_DATA LISTING_
PR #520, opened 2018-08-27
Add the internal helper ynh_handle_getopts_args

maniackcrudelis:
## The problem

As said here, https://github.com/YunoHost/yunohost/pull/455, using positional arguments could be a problem when we're adding new options to a helper.

## Solution

Use a helper to allow to use easily getopts to manage arguments.

## PR Status

Ready to be reviewed.

## How to test

Have a look to [experimental helpers](https://github.com/YunoHost-Apps/Experimental_helpers), which already use getopts.

## Validation

- [ ] Principle agreement 0/2 : 
- [ ] Quick review 0/1 : 
- [ ] Simple test 0/1 : 
- [ ] Deep review 0/1 :

PR #524, opened 2018-08-28
Add ynh_delete_file_checksum

maniackcrudelis:
## The problem

During a change_url script, the checksum of the nginx conf file has to be removed.

## Solution

Provide a simple helper to remove a checksum corresponding to a file.

## PR Status

Ready to be reviewed.

## Validation

- [ ] Quick review 0/1 : 
- [ ] Simple test 0/1 : 
- [ ] Deep review 0/1 :

### DIFF
--- a/data/helpers.d/filesystem
+++ b/data/helpers.d/filesystem
@@ -299,6 +299,23 @@ ynh_backup_if_checksum_is_different () {
 	fi
 }
 
+# Delete a file checksum from the app settings
+#
+# $app should be defined when calling this helper
+#
+# usage: ynh_remove_file_checksum file
+# | arg: -f, --file= - The file for which the checksum will be deleted
+ynh_delete_file_checksum () {
+	# Declare an array to define the options of this helper.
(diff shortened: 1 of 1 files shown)


JimboJoe:
How will that play with apps that already use this helper with positional arguments (e.g. [wallabag2](https://github.com/YunoHost-Apps/wallabag2_ynh/blob/master/scripts/change_url#L94))?

maniackcrudelis:
Any application which is not using getopts arguments will trig the "Legacy mode" https://github.com/YunoHost/yunohost/pull/520/files#diff-a1f538c2eae234f6ba78e0bed0ae54dbR164

maniackcrudelis:
If you're brave enough, could be nice to try quickly this helper with wallabag2 ;)
My VM is already in use with YunoRunner.

JimboJoe:
I was brave enough, and it's working in legacy mode and in "standard" mode after changing the call syntax :+1:

maniackcrudelis:
Wonderful, thanks for your try

PR #525, opened 2018-08-28
Add yunohost.multimedia helpers

maniackcrudelis:
Add helpers to handle yunohost.multimedia

## PR Status

Ready to be reviewed.

## Validation

- [ ] Quick review 0/1 : 
- [ ] Simple test 0/1 : 
- [ ] Deep review 0/1 :


Josue-T:
Hello,

Is it not better to implement this directly in the core ?

Psycojoker:
@zamentur there is a question for you ^ (also please justify when you add this tag, it's not the first time I see you doing this without any explanation and that can be quite aggressive)

maniackcrudelis:
Well, looks like explanation aren't needed... So I remove this flag (without any explanation...)

data/helpers.d/multimedia
```diff
@@ -0,0 +1,78 @@
...
+
+# Install or update the main directory yunohost.multimedia
+#
+# usage: ynh_multimedia_build_main_dir
+ynh_multimedia_build_main_dir () {
+        local ynh_media_release="v1.2"
+        local checksum="806a827ba1902d6911095602a9221181"
+
+        # Download yunohost.multimedia scripts
+        wget -nv https://github.com/YunoHost-Apps/yunohost.multimedia/archive/${ynh_media_release}.tar.gz
```
alexAubin: I too am wondering if this shouldn't be included in the core ?... Creating a new repo + all this release and checksum stuff looks like a lot of logistic for only 2 shell scripts (also what about the updates later).

Can't we just add those in the core somehow, and add a call to `ynh_media_build.sh` during the postinstall if there isn't any significant overhead in running it ?

maniackcrudelis:
@YunoHost/apps

data/helpers.d/multimedia
maniackcrudelis: @alexAubin, as said, I can integrate that helper into the core, if you or someone else show me where I should do that.

Gofannon:
I was thinking about adding "multimedia folders" to Airsonic and found this discussion by doing reserches before beginning. I don't have much knowledge about the pro or cons about having the functionality as a "helper" or as "core".
As a packager, it would be nice to know which path is going to be taken and take a decision about it. Also what kind of work is going to be needed and apps are going to "break" if it is included into the core.

----

From a quick search, helper `ynh_multimedia_build_main_dir` is used in 32 scripts :
https://github.com/search?q=org%3AYunoHost-Apps+ynh_multimedia_build_main_dir&type=Code

And "multimedia apps" are used by 40% of people who answered this poll : https://forum.yunohost.org/t/poll-what-do-you-use-yunohost-for/6955

Hope it can help :)

maniackcrudelis:
@Gofannon, no decision's taken but in the meantime you can use the helper.
If an integration into the core is made at one time, it won't break anything.
Furthermore, it's more about including directories and permissions into all YunoHost instances, the others helpers will still be used, as they're part of apps interaction with those directories.

alexAubin:
Still planning to work on it someday to integrate this in the core as it seems something used by several apps, but there's so many things to do ... :/

alexAubin:
Superseded by https://github.com/YunoHost/yunohost/pull/1129

PR #526, opened 2018-08-29
[enh] Allow hooks to return data

Josue-T:
## The problem

- There are no posibility to return a value from a hook.

## Solution

Add a possibility to return a value by creating a Json file in the $YNH_STDRETURN path.

To return a value the hook should look like something like that : 
```
echo '["small test"]' > $YNH_STDRETURN
```

## PR Status

Tested for #517 but need some other test because the value returned by `hook_callback` has been changed.

## How to test

- Checkout the branch
- Test the #517 witch need this feature.

## Validation

- [ ] Quick review 0/1 : 
- [ ] Simple test 0/1 : 
- [ ] Deep review 0/1 :


src/yunohost/hook.py
```diff
@@ -388,11 +392,22 @@ def hook_exec(path, args=None, raise_on_error=False, no_trace=False,
...
     elif raise_on_error and returncode != 0:
         raise MoulinetteError(
             errno.EIO, m18n.n('hook_exec_failed', path=path))
-    return returncode
+
+    try:
+        returnjson = read_json(stdreturn)
+    except Exception as e:
+        returnjson = {}
+        errno.EIO, m18n.n('hook_json_return_error', path=path, msg=str(e))
```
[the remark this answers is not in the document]
Josue-T: Yes ;-)

src/yunohost/hook.py
```diff
@@ -388,11 +392,22 @@ def hook_exec(path, args=None, raise_on_error=False, no_trace=False,
...
             logger.error(m18n.n('hook_exec_not_terminated', path=path))
-            return 1
+            return 1, ''
     elif raise_on_error and returncode != 0:
         raise MoulinetteError(
             errno.EIO, m18n.n('hook_exec_failed', path=path))
-    return returncode
+
+    try:
+        returnjson = read_json(stdreturn)
```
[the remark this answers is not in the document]
Josue-T: Should be normally fixed

Psycojoker:
There are conflict to resolve :/

Josue-T:
> There are conflict to resolve :/

Should be fixed

src/yunohost/hook.py
```diff
@@ -388,11 +392,27 @@ def hook_exec(path, args=None, raise_on_error=False, no_trace=False,
...
+            else:
+                returnjson = {}
+    except Exception as e:
+        returnjson = {}
+        raise MoulinetteError(
+            errno.EIO, m18n.n('hook_json_return_error', path=path, msg=str(e)))
+
+    stdreturndir = os.path.split(stdreturn)[0]
+    os.remove(stdreturn)
+    os.rmdir(stdreturndir)
```
Psycojoker: Those operation won't be executed in case there is a raise line 408 thus letting the FS dirty.

src/yunohost/hook.py
```diff
@@ -388,11 +392,27 @@ def hook_exec(path, args=None, raise_on_error=False, no_trace=False,
...
-    return returncode
+
+    try:
+        with open(stdreturn, 'r') as f:
+            if f.read() != '':
+                returnjson = read_json(stdreturn)
+            else:
+                returnjson = {}
+    except Exception as e:
+        returnjson = {}
```
Psycojoker: This line seems useless since there is a raise just after that :o

Josue-T: Is it ok if I replace this line by this : 
```
os.remove(stdreturn)
os.rmdir(stdreturndir)
```
To fix the next comment too.

src/yunohost/hook.py
Josue-T: Should be fixed

src/yunohost/hook.py
Josue-T: Should be fixed

src/yunohost/hook.py
```diff
@@ -288,10 +289,8 @@ def hook_callback(action, hooks=[], args=None, no_trace=False, chdir=None,
             else:
                 post_callback(name=name, priority=priority, path=path,
                               succeed=True)
-            try:
-                result[state][name].append(path)
-            except KeyError:
-                result[state][name] = [path]
+
+            result[name] = {'path' : path, 'state' : state, 'stdreturn' : hook_return }
```
zamentur: This PR doesn't change a lot of code using the 'state' key, like here https://github.com/YunoHost/yunohost/blob/115b557b67893111d5b7708f6b3b3226615f3092/src/yunohost/backup.py#L613

The easiest is to keep the result[state][name] like that so something like:
```
result[state][name] = {'path' : path, 'state' : state, 'stdreturn' : hook_return }
```

src/yunohost/hook.py
```diff
@@ -288,10 +289,8 @@ def hook_callback(action, hooks=[], args=None, no_trace=False, chdir=None,
             else:
                 post_callback(name=name, priority=priority, path=path,
                               succeed=True)
-            try:
-                result[state][name].append(path)
```
zamentur: Are you sure there are no ways to get several path for a same name ? For example with custom hook ?

Josue-T: I think I changed that because it was a request from @alexAubin . But not sure.

Can @alexAubin  confirm this ?

src/yunohost/hook.py
Josue-T: I think I changed that because it was a request from @alexAubin . But not sure.

Can @alexAubin  confirm this ?

alexAubin: Uh yeah I don't understand the trouble here ?

To me it doesn't make sense to just put things in either the "succeed" or "failed" box instead of just having directly a dictionnary of hook name (`result[name]`) ?

Dunno why that troublesome to do this instead of keeping the existing `result[state][name]` ?

zamentur: To do this, you need to change a lot of things and you can't just make:
```
ret = hook_callback(...)
if ret['failed']:
    # Some error management
```

This kind of pattern is used in a lot of piece of code. We can't change the format of the return without check all hook_callback call...

zamentur: In more, previously there was possibility to get several hook path for the same name. I think it could be several path on setup using custom hook. I believe mailman_ynh use this feature.

Josue-T: Well,

So what should I do for that now ?

alexAubin: I think we did check all the `hook_callback` call, though I would need to double-check ... but it's not that much a big deal imho :/

About the "several path" thing, gotta check what is the exact behavior but that doesn't look like a blocker thing to me :/

Josue-T: Now it should be fixed

PR #527, opened 2018-08-29
Synchronize root and admin password

zamentur:
## The problem

We suspect some instance have 'yunohost' as password. More generally, when people set or change the admin password, it does not affect the root password, which leads to : 1) more confusion between 'what's the admin password' and 'what's the root password', and 2) leaves hole open if the user forgets to change the default root password ...

## Solution

Add a migration that check if the root password is 'yunohost' : if so, the root password is automatically replaced by the admin password. Otherwise, the migration is manual and will sync root and admin password. Also, using `yunohost tools adminpw` will now also impacts the root password.

## PR Status
Ready

## How to test

```
# Put yunohost as password
passwd
yunohost  tools migrations migrate --debug
# Check password has changed
su
yunohost tools adminpw --debug
# Check password has changed
su
```

## Validation

- [ ] Quick review 0/1 : 
- [ ] Simple test 0/1 : 
- [ ] Deep review 0/1 :


Psycojoker:
I have to admit that this migration looks super tricky and breaking prone to me, I don't feel really confident about having it :fearful: 

I know this is frustrating to re-do some existing work but I think it would be way better if we had a mechanism on authentication to check if the password in a blacklist and require a modification on the password at that moment. That would be way more flexible and futur proof because we could extend this blacklist very easily.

_TASK BRIEF_
From the line that contains "I have to admit" through the last line of the listing, every line is to be restated word for word, both ends included.

_WRITTEN ANSWER_
I have to admit that this migration looks super tricky and breaking prone to me, I don't feel really confident about having it :fearful: 

I know this is frustrating to re-do some existing work but I think it would be way better if we had a mechanism on authentication to check if the password in a blacklist and require a modification on the password at that moment. That would be way more flexible and futur proof because we could extend this blacklist very easily.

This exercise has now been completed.